Alors, quand Evo Morales a fuit le pays le 12 novembre, c’est  le wiphala que l’on a piétiné, arraché des uniformes, et parfois brûlé. Des actions incendiaires qui ont déclenchés à leur tour des manifestations en soutien au président déchu avec un slogan : “El wiphala no se toca”, “On ne touche pas au Wiphala”. Mais que brule-t-on quand on brule le wiphala ? Dans une société où plus de 40% de la population est amérindienne, le drapeau évoque aujourd’hui la lutte et la résistance indigène, et le début de leur représentation politique. 

Depuis le mois décembre, le drapeau est apparu sur toute les maisons, dans tous les marchés, et dans toutes les rues de La Paz. Un signe de soutien évident ont déclaré les pro-Morales, la peur des représailles, a affirmé l’opposition. Et si Jeanine Añez, qui s’est autoproclamée Présidente par interim, a réaffirmé que le drapeau était un symbole patriotique, ce sont des tweets où elle critique les cultures indigènes qui font le tour des réseaux sociaux.  Pour mémoire, cette figure du parti conservateur a préféré au Wiphala un autre symbole quand elle est entrée dans le palais présidentiel : la bible. Deux salles, deux ambiances.

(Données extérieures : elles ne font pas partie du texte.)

PR #484, opened 2024-01-18
[Draft] Make the t5x container work on Aarch64 (v3)

gspschmid:
This expands upon @nouiz's [earlier PR](https://github.com/NVIDIA/JAX-Toolbox/pull/421) aimed at getting an arm64 build for T5X.

I took a stab at resolving the remaining issues by building both `grain` and its dependency, `array_record`, from source.

Building the new dockerfile with
```bash
$ docker buildx build -f Dockerfile.t5x.arm64 --tag t5x --build-arg BASE_IMAGE=ghcr.io/nvidia/jax:mealkit-2023-12-12 .
```
gives me an image in which the import succeeds:
```bash
$ docker run --rm -it --shm-size=1g t5x python3 -c 'import t5x; print(t5x)'
(...)
<module 't5x' from '/opt/paxml/t5x/__init__.py'>
```
🥳 
---

The underlying issue was that both `array_record` and `grain` were at some point erroneously published as universal (arch-independent) wheels. For `grain` this is still the case, for `array_record` this was only the case until 0.4.1, whereas from 0.5.0 only an `x86_64` wheel was published, meaning pip ends up pulling the older (arm64-incompatible) wheel anyways.

The `array_record` build is essentially unchanged and replicates that repo's Dockerfile. I initially tried to use "mealkit" as a base image, but at least `array_record` seems to make some strong assumptions on where exactly the compiler toolchain is located.

For `grain` to build I had to make [some pretty heavy-handed changes](https://github.com/gspschmid/grain/commits/external-arm64-build-poc/) -- it seems like the export process from Google's internal monorepo through copybara left various parts mangled. Among other things, the bazel build currently refers to some Google-internal dependencies, and in two places the Python code just isn't syntactically valid ([#1](https://github.com/google/grain/blob/6de2270cec0407d0011721b78461b344abe07704/grain/_src/python/data_sources.py#L45-L47), [#2](https://github.com/google/grain/blob/6de2270cec0407d0011721b78461b344abe07704/grain/_src/python/data_loader.py#L181-L191)).

For both repos I'm hoping we can get the respective maintainers to take a look and eventually publish some arm64-specific wheels :-)

### DIFF
--- a/.github/container/Dockerfile.t5x.arm64
+++ b/.github/container/Dockerfile.t5x.arm64
@@ -11,13 +11,25 @@ ARG SRC_PATH_T5X=/opt/t5x
 ###############################################################################
 
 #------------------------------------------------------------------------------
+# Install bazel (needed by some source builds) and expose the python version
+#------------------------------------------------------------------------------
+
+FROM ${BASE_IMAGE} as wheel-builder
+
+RUN wget https://github.com/bazelbuild/bazelisk/releases/download/v1.17.0/bazelisk-linux-arm64 -O /usr/bin/bazel && \
+    chmod a+x /usr/bin/bazel
+
+RUN python -c 'import sys; vi = sys.version_info; print(f"{vi.major}.{vi.minor}")'  > /mealkit-python-version
+
+
+#------------------------------------------------------------------------------
 # build array_record 0.5.0 from source
 #------------------------------------------------------------------------------
 # TODO: Remove this once array_record maintainers have published an arm64 wheel.
 
 FROM linaro/tensorflow-arm64-build:2.12-multipython as array_record-builder
-# TODO: Infer PYTHON_VERSION from our own $BASE_IMAGE?
-ARG PYTHON_VERSION="3.10"
+
+COPY --from=wheel-builder /mealkit-python-version /mealkit-python-version
 
 # The bazel build of array_record makes some strong assumptions on where the cpp toolchain lives.
 # We therefore replicate (part of) its Dockerfile, which ensures everything is in the right place:
@@ -25,10 +37,11 @@ ARG PYTHON_VERSION="3.10"
 #
 # BEGIN
     ENV DEBIAN_FRONTEND=noninteractive
-    ENV PYTHON_BIN_PATH=/usr/bin/python${PYTHON_VERSION}
+    ENV PYTHON_BIN_PATH=/usr/bin/python${MEALKIT_PYTHON_VERSION}
 
     # Install supplementary Python interpreters
-    RUN ln -s ${PYTHON_BIN_PATH} /usr/local/bin/python && \
+    RUN export PYTHON_BIN_PATH=/usr/bin/python$(cat /mealkit-python-version) && \
+        ln -s ${PYTHON_BIN_PATH} /usr/local/bin/python && \
         ln -s ${PYTHON_BIN_PATH} /usr/local/bin/python3 && \
         ln -s ${PYTHON_BIN_PATH} /usr/bin/python
 
@@ -40,8 +53,8 @@ ARG PYTHON_VERSION="3.10"
             libffi-dev
 
     # Install pip dependencies needed for array_record
-    RUN ${PYTHON_BIN_PATH} -m pip install -U pip && \
-        ${PYTHON_BIN_PATH} -m pip install -U \
+    RUN /usr/bin/python -m pip install -U pip && \
+        /usr/bin/python -m pip install -U \
             absl-py \
             auditwheel \
             etils[epath] \
@@ -65,23 +78,11 @@ EOT
 
 
 #------------------------------------------------------------------------------
-# intermediate stage that adds bazel (needed by both tftext and grain)
-#------------------------------------------------------------------------------
-
-ARG BASE_IMAGE
-FROM ${BASE_IMAGE} as wheel-builder
-
-RUN wget https://github.com/bazelbuild/bazelisk/releases/download/v1.17.0/bazelisk-linux-arm64 -O /usr/bin/bazel && \
-    chmod a+x /usr/bin/bazel
-
-
-#------------------------------------------------------------------------------
 # build grain from a manually-patched version
 #------------------------------------------------------------------------------
 # TODO: Remove this once grain maintainers have published an arm64 wheel.
 
 FROM wheel-builder as grain-builder
-ARG PYTHON_VERSION="3.10"
 
 # Setup bazel
 RUN  wget https://github.com/bazelbuild/bazelisk/releases/download/v1.17.0/bazelisk-linux-arm64 -O /usr/bin/bazel && \
@@ -92,11 +93,12 @@ RUN  wget https://github.com/bazelbuild/bazelisk/releases/download/v1.17.0/bazel
 #
 # BEGIN
     # Setup python
-    RUN apt-get update && apt-get install -y \
+    RUN export MEALKIT_PYTHON_VERSION=$(cat /mealkit-python-version) && \
+        apt-get update && apt-get install -y \
             python3-dev python3-pip python3-venv && \
             rm -rf /var/lib/apt/lists/* && \
-            python${PYTHON_VERSION} -m pip install pip --upgrade && \
-            update-alternatives --install /usr/bin/python python /usr/bin/python${PYTHON_VERSION} 0
+            python${MEALKIT_PYTHON_VERSION} -m pip install pip --upgrade && \
+            update-alternatives --install /usr/bin/python python /usr/bin/python${MEALKIT_PYTHON_VERSION} 0
 
     # Install pip dependencies needed for grain
     # NOTE: We are ignoring the fact that "array_record" will actually resolve to the wrong version
@@ -132,6 +134,7 @@ git clone https://github.com/gspschmid/grain /opt/grain
 cd /opt/grain
 git checkout external-arm64-build-poc
 
+export PYTHON_VERSION=$(cat /mealkit-python-version)
 chmod a+x ./grain/oss/build_whl.sh
 ./grain/oss/build_whl.sh
 
--- a/.github/container/Dockerfile.t5x.arm64
+++ b/.github/container/Dockerfile.t5x.arm64
@@ -3,10 +3,11 @@
 #   docker buildx build -f Dockerfile.t5x.arm64 --tag t5x --build-arg BASE_IMAGE=ghcr.io/nvidia/jax:mealkit-2024-01-22 .
 
 ARG BASE_IMAGE=ghcr.io/nvidia/jax:mealkit
+ARG SRC_PATH_TFTEXT=/opt/tensorflow-text
 ARG SRC_PATH_T5X=/opt/t5x
 
 ###############################################################################
-## build array_record and grain which do not have working arm64 pip wheels
+## build several packages which do not have working arm64 pip wheels
 ###############################################################################
 
 #------------------------------------------------------------------------------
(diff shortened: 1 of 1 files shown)


gspschmid:
cc @yhtang

.github/container/Dockerfile.t5x.arm64
```diff
@@ -0,0 +1,226 @@
...
+#------------------------------------------------------------------------------
+# TODO: Remove this once array_record maintainers have published an arm64 wheel.
+
+# The bazel build of array_record makes some strong assumptions on where the cpp toolchain lives.
+# We therefore stick to its existing Dockerfile, which ensures everything is in the right place:
+#
+#   https://github.com/google/array_record/tree/v0.5.0/oss/build.Dockerfile.aarch64
+#
+FROM linaro/tensorflow-arm64-build:2.12-multipython as array_record-builder
+# TODO: Infer PYTHON_VERSION from our own $BASE_IMAGE?
```
yhtang, line 32: Yes please 😄

.github/container/Dockerfile.t5x.arm64
```diff
@@ -0,0 +1,226 @@
...
+
+ENV DEBIAN_FRONTEND=noninteractive
+ENV PYTHON_BIN_PATH=/usr/bin/python${PYTHON_VERSION}
+
+# Install supplementary Python interpreters
+RUN ln -s ${PYTHON_BIN_PATH} /usr/local/bin/python && \
+    ln -s ${PYTHON_BIN_PATH} /usr/local/bin/python3 && \
+    ln -s ${PYTHON_BIN_PATH} /usr/bin/python
+
+RUN --mount=type=cache,target=/var/cache/apt \
```
yhtang, line 43: Our CI runners always start in a fresh pod so it is unlikely that this cache can help.

.github/container/Dockerfile.t5x.arm64
```diff
@@ -0,0 +1,226 @@
...
+RUN wget https://github.com/bazelbuild/bazelisk/releases/download/v1.17.0/bazelisk-linux-arm64 -O /usr/bin/bazel && \
+    chmod a+x /usr/bin/bazel
+
+#------------------------------------------------------------------------------
+# build array_record 0.5.0 from source
+#------------------------------------------------------------------------------
+# TODO: Remove this once array_record maintainers have published an arm64 wheel.
+
+# The bazel build of array_record makes some strong assumptions on where the cpp toolchain lives.
+# We therefore stick to its existing Dockerfile, which ensures everything is in the right place:
```
yhtang, line 27: Can we add a bit more comments to delimit the beginning and end of this embedded dockerfile?

.github/container/Dockerfile.t5x.arm64
```diff
@@ -0,0 +1,226 @@
...
+    etils[epath] \
+    "more-itertools>=9.1.0" \
+    numpy;
+
+pip install \
+    dill \
+    jax \
+    jaxlib \
+    tensorflow \
+    tensorflow-datasets;
```
yhtang, line 112: Why do we need the trailing semicolon?

.github/container/Dockerfile.t5x.arm64
```diff
@@ -0,0 +1,226 @@
+# syntax=docker/dockerfile:1-labs
+# Example command to build manually:
+#   docker buildx build -f Dockerfile.t5x.arm64 --tag t5x --build-arg BASE_IMAGE=ghcr.io/nvidia/jax:mealkit-2023-12-12 .
+
+ARG BASE_IMAGE=ghcr.io/nvidia/jax:mealkit
+ARG REPO_T5X=https://github.com/google-research/t5x.git
```
yhtang, line 6: The new x86 Dockerfile uses the `manifest.yaml` file instead of these build args. Could you please update this Dockerfile to also use that?

.github/container/Dockerfile.t5x.arm64
```diff
@@ -0,0 +1,226 @@
...
+
+COPY --from=grain-builder /tmp/grain/all_dist/grain*.whl /opt/
+RUN echo "grain @ file://$(ls /opt/grain*.whl)" >> /opt/pip-tools.d/manifest.pax
+
+
+### --- TO BE REFACTORED? (everything below is as in @nouiz's original PR) ---
+
+# force a recent version to have latest protobuf dep
+# Install now as some build need them.
+RUN pip install "tensorflow_datasets==4.9.2"
```
yhtang, line 146: In the production Dockerfile, we should not pip install packages in separate steps.
The purpose of these installs seem to provide the dependencies for building tftext. Could you please port the tftext builder section from the arm64 paxml Dockerfile to this PR?

.github/container/Dockerfile.t5x.arm64
```diff
@@ -0,0 +1,226 @@
...
+    mv /root/.profile /root/.profile.save && \
+    grep -v cargo /root/.profile.save > /root/.profile && \
+    rm /root/.profile.save && \
+    mv /root/.bashrc /root/.bashrc.save && \
+    grep -v cargo /root/.bashrc.save > /root/.bashrc && \
+    rm /root/.bashrc.save && \
+        rm -Rf /root/.cache /tmp/*
+
+# NOTE(gspschmid): Broken? Should've been "echo t5"?
+# RUN "t5 >> /opt/pip-tools.d/manifest.t5x"
```
yhtang, line 185: This does look broken.

.github/container/Dockerfile.t5x.arm64
```diff
@@ -0,0 +1,226 @@
...
+
+./oss_scripts/run_build.sh
+find * | grep '.whl$'
+EOF
+RUN pip install /opt/text/tensorflow_text-*.whl
+#RUN echo "-e file:///opt/text/tensorflow_text-*.whl"  >> /opt/pip-tools.d/manifest.t5x
+RUN echo "tensorflow-text @  file://$(ls /opt/text/tensorflow_text-*.whl)" >> /opt/pip-tools.d/manifest.t5x
+
+# Install T5 now, Pip will build the wheel from source, it needs Rust.
+RUN curl --proto '=https' --tlsv1.2 -sSf https://sh.rustup.rs > /tmp/rustup.sh && \
```
yhtang, line 170: Could you please validate if Rust is still needed as of now? Can we install that  in a `builder` stage too and only copy out the wheel?

.github/container/Dockerfile.t5x.arm64
```diff
@@ -0,0 +1,226 @@
...
+
+ADD test-t5x.sh /usr/local/bin
+
+###############################################################################
+## Install accumulated packages from the base image and the previous stage
+###############################################################################
+
+FROM mealkit as final
+
+RUN pip uninstall -y tensorflow-text
```
yhtang, line 222: This won't be needed if we build it in a separate stage and only copy the wheel into the mealkit.

.github/container/Dockerfile.t5x.arm64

Depuis son exil en argentine, Evo Morales a convoqué les cadres de son parti demain, dimanche 29 décembre, à Buenos Aires. L’objectif : désigner les candidats aux élections qui devraient se tenir au printemps prochain. Le favori des sondages est un cocalero, un producteur de coca comme l’était Evo Morales. Ce sont eux qui les premiers ont fait du Wiphala un emblème politique. La voix du triomphe Aymara  n’a pas fini de fluctuer dans le vent bolivien.